The Fig. 4 shows the evaluation of the variants significance according to the C1 criterion and at the same time it shows also the order of variants based on the obtained values, in ascending order, created by the EC software. The Fig. 4 subsequently shows a verified consistency with the value 0.00, which indicates that the logical consistency in the pairwise comparison was preserved.

Fig. 4
figure 4

Evaluation of the variants significance according to the C1 criterion (authors of the paper own elaboration in software Expert Choice, 2019)

The output from the EC software is the Fig. 5, which describes the order of individual handling equipment variants. The order of technologies is based on the values calculated by the EC program.

Fig. 5
figure 5

The resultant evaluation of the technologies significance (authors of the paper own elaboration in software Expert Choice, 2019)

  1. (D)

    The evaluation of the optimal solution variant, respectively the order of individual technologies (handling equipment)

The result of the decision-making process, based on criteria and input conditions in the enterprise, was the fact that the optimal solution variant is AMR. It is necessary to note that the order of individual handling equipment would be different under the specific conditions in other enterprises. Factors which would affect decision on the suitability of individual handling equipment are several: size of the enterprise, financial strength of the enterprise, production volume, character of the production/product, experience with the use of smart technologies, effort to engage/not engage the human resources, etc.

4 Conclusion

In general, several authors declare that material handling is an expensive non-value adding activity can account for 30–75% of a product’s manufacturing cost. A typical manufacturing company dedicates 25% of its employees, 55% of its factory space, and 87% of its production time to material handling [8, 19].
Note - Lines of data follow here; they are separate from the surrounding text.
PR #733, opened 2021-02-01
Fix broken doc tests in consumer

nicholastmosher:
There have been some API changes that broke some doc tests. For some reason it was not picked up by CI, I will open an issue to make sure doctests are run in CI. This fixes broken doc tests from consumer. This can be verified by running `cargo test --doc`.

### DIFF
--- a/src/client/src/consumer.rs
+++ b/src/client/src/consumer.rs
@@ -37,7 +37,7 @@ use crate::spu::SpuPool;
 ///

Implementation of smart/intelligent solutions to the area of Logistics would help to improve for example through put time, lead time, and work in progress. However, in selection of smart technology, it is necessary to take into account the amount of investment needed to purchase and implement specific technology into practice, as well as ROI. Other factors that influence the selection of appropriate technology are specific input conditions in the enterprise, size of the enterprise, production volume, and financial strength of the enterprise and etc. Based on the abovementioned and study of various articles, the authors of the paper included AGV and AMR technologies to the short list of smart solutions. Both of the technologies could also be integrated to existing MES, WMS and other line management systems.
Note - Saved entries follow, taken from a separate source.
PR #734, opened 2021-02-01
Protocol compatibility for Fluvio client

nicholastmosher:
This change adds a `MINIMUM_PLATFORM_VERSION` constant to the client crate and causes it to check the platform version of the cluster it is communicating with. If the cluster's platform version is below the minimum, then the client will produce a new `FluvioError::MinimumPlatformVersion` error and refuse to connect.

I believe that we may want to have a bigger design discussion about this. I think it's possible that the solution here is rather brittle, since a future protocol change may change the offsets of data and the position of `platform_version` in the message may not be reliable, making this change useless. We probably want to think about creating a stable encoding of the _protocol_ version in such a way that is very future compatible and which can be checked by clients and servers alike.

### DIFF
--- a/Cargo.lock
+++ b/Cargo.lock
@@ -961,7 +961,7 @@ dependencies = [
 
 [[package]]
 name = "fluvio"
-version = "0.4.0"
+version = "0.4.1"
 dependencies = [
  "async-channel",
  "async-mutex",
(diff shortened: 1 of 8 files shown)


sehz (changes requested):
looks good.  can you bump up crate version?

sehz (approved):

When comparing AGV and AMR Technologies: the cost of implementation (AGV costs averaging $ 125,000 per AGV, and AMR costs $ 60,000 per two AMR on average), suitability for repetitive and non-repetitive jobs, implementation complexity, and etc., the AMR technology could be considered as material handling solution for the future.

By applying AHP method to decision making process on appropriate handling equipment based on the determinate criteria and input condition of the enterprise, the AMR technology was selected and confirmed as the most appropriate technology to handle/transport final products under conditions of the selected enterprise.